PR #1085, opened 2026-06-22
chore: bboard tutorial updates

nstanford5:
- update versions, fixes and imports
- match code here: https://github.com/midnightntwrk/example-bboard/pull/1474


nstanford5:
All of the links here pass

PR #342, opened 2018-07-30
Ct 1832 ICO case details

aliuk2012:


app/views/cases/_case_status.html.slim
```diff
@@ -12,6 +12,12 @@
           = t('common.case.who_its_with')
         .case-status__data
           = case_details.who_its_with
+    - if case_details.type_abbreviation == 'ICO'
```
stephenrichards: I think we should start having methods on the class which we can interrogate, e.g. 
`case details.ico?`
It makes it a lot easier to read rather than testing the correspondence type abbreviation, and the correspondence type abbreviations don't match up exactly to the case type in any case.

We don't need to do this now, but worth thinking about for the future.

stephenrichards (approved):

app/views/cases/_case_status.html.slim
misaka: 👍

## PROBLEM
Repeat the records above exactly, with nothing left out.

## ANSWER BOX
PR #1085, opened 2026-06-22
chore: bboard tutorial updates

nstanford5:
- update versions, fixes and imports
- match code here: https://github.com/midnightntwrk/example-bboard/pull/1474


nstanford5:
All of the links here pass

PR #342, opened 2018-07-30
Ct 1832 ICO case details

aliuk2012:


app/views/cases/_case_status.html.slim
```diff
@@ -12,6 +12,12 @@
           = t('common.case.who_its_with')
         .case-status__data
           = case_details.who_its_with
+    - if case_details.type_abbreviation == 'ICO'
```
stephenrichards: I think we should start having methods on the class which we can interrogate, e.g. 
`case details.ico?`
It makes it a lot easier to read rather than testing the correspondence type abbreviation, and the correspondence type abbreviations don't match up exactly to the case type in any case.

We don't need to do this now, but worth thinking about for the future.

stephenrichards (approved):

app/views/cases/_case_status.html.slim
misaka: 👍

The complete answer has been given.